You would never lie on your taxes or go out of your way to avoid paying what you know you owe, but you may still worry about committing accidental fraud. How do you stay on the IRS’s good side?
Yahoo! Life explores examples of unintentional tax fraud. Avoid these actions during tax season and throughout the year.
Claiming the earned income tax credit improperly
Before claiming the earned income tax credit, double-check that you qualify. Specifically, check the credit’s latest income limits. Also, Social Security benefits, child support, alimony and unemployment benefits do not count as earned income.
Submitting a return with wrong or missing details
With every tax credit you claim, include all supplemental documents. For example, if you claim the education tax credit, you must include Form 8863 with your return.
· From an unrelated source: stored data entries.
PR #99, opened 2018-12-31
add createwallet command and cleanup runner package

itswisdomagain:
Running a godcr command without an existing wallet prompts user to create one.
This PR introduces a new `godcr createwallet` command that a user can run at any time to create a wallet.


cli/walletloader/helpers.go
```diff
@@ -0,0 +1,54 @@
...
+	fmt.Println("Please keep in mind that anyone who has access to the seed can also restore your wallet thereby " +
+		"giving them access to all your funds, so it is imperative that you keep it in a secure location.")
+}
+
+func attemptToCreateWallet(ctx context.Context, walletMiddleware app.WalletMiddleware) error {
+	createWalletPrompt := "No wallet found. Would you like to create one now? (y/N)"
+	validateUserResponse := func(userResponse string) error {
+		userResponse = strings.TrimSpace(userResponse)
+		userResponse = strings.Trim(userResponse, `"`)
+		if userResponse == "" || strings.EqualFold("y", userResponse) || strings.EqualFold("N", userResponse) {
```
barisere: - The response from the user should be treated as case-insensitive.
- When using a polar question with y for yes and n for no, the uppercased option specifies the default. Are we encouraging the user to not create a wallet?

barisere: There may be other use cases for requesting yes/no answers from the user. This can be factored into a function in `package termio`.

barisere (changes requested):

cli/walletloader/helpers.go
itswisdomagain: - The response is currently treated as case-insensitve (strings.EqualFold)
- The "no" default was as suggested by @raedah, it made sense too because prior to asking users whether to create a wallet, if there was no wallet, the program just exits with a message asking users to run the `godcr createwallet` command to create a wallet. This maintains that behaviour, by default, the program exits. User can create the wallet manually by running the appropriate command. That said, what other option does the user have than to create a wallet if none exists? "Yes" default makes sense
- Correct, will do

barisere: For the `createwallet` command, "yes" makes sense as default. No would make sense if we we're suggesting owing to the absence of a wallet, but not when to the user is asking to create a wallet.

cli/termio/terminalprompt/terminalprompt.go
```diff
@@ -83,3 +84,45 @@ func RequestSelection(message string, options []string, validate ValidatorFuncti
 		return value, nil
 	}
 }
+
+func RequestYesNoOption(message, defaultOption string) (string, error) {
```
barisere: This function will be used to ask polar questions, so the return string represents only two possible states: the user either agrees or disagrees. Thus, we can use a boolean instead of string as the first return value.
The benefit is that there won't be a need for a string comparison of the user input at the call sites; we know it was affirmative if `true` is returned, negative otherwise.

cli/termio/terminalprompt/terminalprompt.go
```diff
@@ -83,3 +84,45 @@ func RequestSelection(message string, options []string, validate ValidatorFuncti
...
+	if err != nil {
+		return "", err
+	}
+
+	userResponse = strings.TrimSpace(userResponse)
+	if defaultOption != "" && userResponse == "" {
+		return defaultOption, nil
+	}
+
+	return userResponse, nil
```
barisere: `userResponse` here can be either "y", "yes", "n", or "no", based on the logic in `validateUserResponse`. It's easy to miss these if we do string comparison of the user input at the call site. Hence my previous suggestion to use boolean return value.

cli/walletloader/helpers.go
```diff
@@ -29,23 +29,14 @@ func displayWalletSeed(seed string) {
...
-	userResponse, err := terminalprompt.RequestInput(createWalletPrompt, validateUserResponse)
+	createWalletPrompt := "No wallet found. Would you like to create one now?"
+	userResponse, err := terminalprompt.RequestYesNoOption(createWalletPrompt, "Y")
 	if err != nil {
 		fmt.Fprintf(os.Stderr, "Error reading your response: %s", err.Error())
 		return err
 	}
 
-	if userResponse == "" || strings.EqualFold("N", userResponse) {
+	if strings.EqualFold("n", userResponse) {
```
barisere: My previous addresses a possible error on this line.

cli/walletloader/walletloader.go
```diff
@@ -74,18 +74,8 @@ func CreateWallet(ctx context.Context, walletMiddleware app.WalletMiddleware) (e
...
-		if userResponse == "" || strings.EqualFold("Y", userResponse) || strings.EqualFold("n", userResponse) {
-			return nil
-		} else {
-			return fmt.Errorf("invalid option, try again")
-		}
-	}
-
-	syncBlockchainResponse, err := terminalprompt.RequestInput(syncBlockchainPrompt, validateUserResponse)
+	syncBlockchainPrompt := "Would you like to sync the blockchain now?"
+	syncBlockchainResponse, err := terminalprompt.RequestYesNoOption(syncBlockchainPrompt, "Y")
```
barisere: Check the subsequent use of `syncBlockchainResponse`. It should be a boolean, if you've made the change suggested in the preceding comments.

barisere (changes requested):

cli/commands/receive.go
```diff
@@ -48,21 +48,10 @@ func (receiveCommand ReceiveCommand) Run(wallet walletcore.Wallet) error {
...
-		if userResponse == "" || strings.EqualFold("Y", userResponse) || strings.EqualFold("n", userResponse) {
-			return nil
-		} else {
-			return fmt.Errorf("invalid option, try again")
-		}
-	}
-
-	confirm, err := terminalprompt.RequestInput("Would you like to generate a QR code? (y/N)", validateConfirm)
+	// Print out QR code?
+	confirm, err := terminalprompt.RequestYesNoOption("Would you like to generate a QR code?", "N")
```
barisere: See https://github.com/raedahgroup/godcr/pull/99#discussion_r244636630 and the other comments in that review.

barisere (changes requested):

cli/commands/send.go
```diff
@@ -75,20 +74,9 @@ func send(wallet walletcore.Wallet, custom bool) (err error) {
...
-		userResponse = strings.TrimSpace(userResponse)
-		userResponse = strings.Trim(userResponse, `"`)
-		if strings.EqualFold("Y", userResponse) || strings.EqualFold("n", userResponse) {
-			return nil
-		} else {
-			return fmt.Errorf("invalid option, try again")
-		}
-	}
-	confirm, err := terminalprompt.RequestInput("Are you sure? (y/n)", validateConfirm)
+	confirm, err := terminalprompt.RequestYesNoOption("Are you sure?", "")
```
barisere: See https://github.com/raedahgroup/godcr/pull/99#discussion_r244636630

cli/commands/send.go
```diff
@@ -77,20 +74,9 @@ func send(wallet walletcore.Wallet, custom bool) (err error) {
...
```
barisere: See https://github.com/raedahgroup/godcr/pull/99#discussion_r244636630

barisere (changes requested):

barisere (approved):

PR #1137, opened 2023-04-04
Simplify TokenBrokerResolver in Basic Auth Sample

finkmanAtSap:
First step to adapt sample for 3.0.0.

Reduces TokenBrokerResolver in spring-security-basic-auth sample to BasicAuth case, use XsuaaTokenFlows and remove 
related dead code.


samples/spring-security-basic-auth/src/main/java/sample/spring/xsuaa/security/TokenBrokerResolver.java
```diff
@@ -0,0 +1,126 @@
...
+import org.springframework.security.oauth2.server.resource.web.BearerTokenResolver;
+
+import java.nio.charset.StandardCharsets;
+import java.security.MessageDigest;
+import java.security.NoSuchAlgorithmException;
+import java.util.Base64;
+import java.util.Optional;
+
+/**
+ * Resolves with an XSUAA user token from the configured service instance using the Basic HTTP credentials
```
liga-oz, line 26: how about:
Resolves an user token from the configured XSUAA service instance via password grant flow using the Basic HTTP credentials from the request header.

samples/spring-security-basic-auth/src/main/java/sample/spring/xsuaa/security/TokenBrokerResolver.java
```diff
@@ -0,0 +1,126 @@
...
+ * in the request header to execute a {@link com.sap.cloud.security.token.GrantType#PASSWORD} grant type flow.
+ * <p>
+ * The user crendentials are expected to be contained in the {@link HttpHeaders#AUTHORIZATION} header field as BASE64-encoded username/password combination.
+ * Optionally, a zone id may be specified via the 'X-Identity-Zone-Subdomain' header field.
+ * <p>
+ * For performance improvements, a pre-configured {@link Cache} may be supplied to limit the time between two token requests for the same principal.
+ */
+public class TokenBrokerResolver implements BearerTokenResolver {
+	private static final Logger logger = LoggerFactory.getLogger(TokenBrokerResolver.class);
```
liga-oz, line 35: private static final usually is uppercase, `logger` should be consistent with other constants you defined e.g.  BASIC_AUTHENTICATION_SCHEME

samples/spring-security-basic-auth/src/main/java/sample/spring/xsuaa/security/TokenBrokerResolver.java
```diff
@@ -0,0 +1,126 @@
...
+			cacheKey = createSecureHash(credentials.userName(), credentials.password);
+		}
+
+		String cachedToken = tokenCache.get(cacheKey, String.class);
+		if (cachedToken != null) {
+			logger.debug("returning access token for {} from cache.", cacheKey);
+			return cachedToken;
+		}
+
+		PasswordTokenFlow tokenFlow = tokenFlows
```
liga-oz, line 82: i think you don't need a separate variable for tokenFlows just merge it with the token var.
```java		
String token = tokenFlows
		.passwordTokenFlow()
		.username(credentials.userName())
		.password(credentials.password)
		.subdomain(zoneId)
		.execute()
		.getAccessToken();
```

samples/spring-security-basic-auth/src/test/java/sample/spring/xsuaa/SecurityConfigurationTest.java
liga-oz, line 1: nicely commented tests 💯

token-client/src/main/java/com/sap/cloud/security/xsuaa/client/XsuaaDefaultEndpoints.java
```diff
@@ -36,6 +36,16 @@ public class XsuaaDefaultEndpoints implements OAuth2ServiceEndpointsProvider {
 	 *            - the cert URI of XSUAA. It is required in case of X.509
 	 *            certificate based authentication.
 	 */
+	public XsuaaDefaultEndpoints(@Nonnull URI baseUri, @Nullable URI certUri) {
```
liga-oz, line 39: this is out of scope of this PR and I don't see you using the added constructor in the  basic auth sample either, please remove it.

liga-oz (changes requested):
The SecurityConfigurationTest was the highlight of the PR, well done 🥇 
The package structure is a bit overkill for such a small sample, it doesn't improve the visibility of project's files when you have to open up 3 folders and find there at most 2 files. For example under config you have a SecurityConfiguration class, but then you also have a security folder I find it confusing.  If you really want to keep these packages, then maybe rename security to tokenbroker and move the TokenBrokerResolver and TokenBrokerConfiguration into it, but I would prefer everything in one package it's just 5 files anyway.

finkmanAtSap:
Thank you for your review and the helpful remarks 😊

PR #1153, opened 2023-04-13
Fix ServiceBindingMapper for IAS configuration without domains

finkmanAtSap:
For backward compatibility, it also accepts single String values instead of String arrays for 'domains'. Single String values may also be provided via key 'domain'.


liga-oz (approved):
💯

finkmanAtSap:
> All in al looks very good, but the cast from string to string list for `domains` is not semantically correct, because domains shouldn't ever come from IAS binding as a string, therefore I would say you can remove that casting part.

Thanks for hint :) Makes the code much cleaner <3

PR #1172, opened 2023-04-19
Update samples/spring-security-basic-auth README

finkmanAtSap:


liga-oz (approved):
Overall really nice readme and thoughtful of you to finally update the screenshot 💯   I would just ask you before you merge it to decrease the size of the screenshot. It's very, very wide so on smaller screen the letters get squashed and are poorly visible, a good img size would be with aspect ratio 16:9 approx .1280 px by 720 px and highlight or circle in red the things we want the reader to pay attention to.

finkmanAtSap:
> highlight or circle in red the things we want the reader to pay attention to.

Sorry, I used green in the new screenshot because I didn't read properly. I hope it's okay, too :)

PR #1202, opened 2023-05-15
Fix flaky

akib6075:


akib6075 (commented):
compareObjects can not compare the different order of the properties of same two object. This change can resolve this flaky.

PR #1251, opened 2023-08-03
expose http status code in OAuth2ServiceException

Exotrom:
Expose the `httpStatusCode` field from `OAuth2ServiceException`.

It has been like this before, but the method had been removed in #1179.
If there is no reason not to expose it to the caller, we would like to have it back as our current code is relying on it for error handling.


liga-oz (approved):
thanks for the PR 💯 it looks like it was removed by mistake, it'll be available again in the next release, which is going out today.

PR #1276, opened 2023-08-28
Only create HttpClient bean if required

beckermarc:
The HttpClient bean is created for the XsuaaTokenFlows bean. However if the XsuaaTokenFlows bean is not created at all, the HttpClient still is. With this change the HttpClient is bound to the same conditions as the XsuaaTokenFlows bean.


beckermarc:
@liga-oz Could you please take a look here? This would avoid creating the unnecessary bean in CAP scenarios, where dependency `resourceserver-security-spring-boot-starter` is present, but no IAS or XSUAA binding has been configured.

liga-oz (approved):
thanks for this fix 💯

You also need accurate information on your forms, such as your Social Security number. Otherwise, you could face an avoidable audit.
Taking advantage of tax shelters
Use tax shelters with the utmost caution, and take tax shelter recommendations from wealth planners and accountants with a grain of salt. If the IRS feels you abused a tax shelter, you may face back taxes and penalties.
Neglecting to report all income
If your job or gig pays you in cash or tips, you must report everything you receive. Even if the IRS does not accuse you of tax fraud, it could find you guilty of failing to supply essential details. Keep careful track of all your tips.
You do not want to face an unnecessary white-collar crime charge. By understanding what the IRS considers tax fraud, you keep yourself out of legal trouble.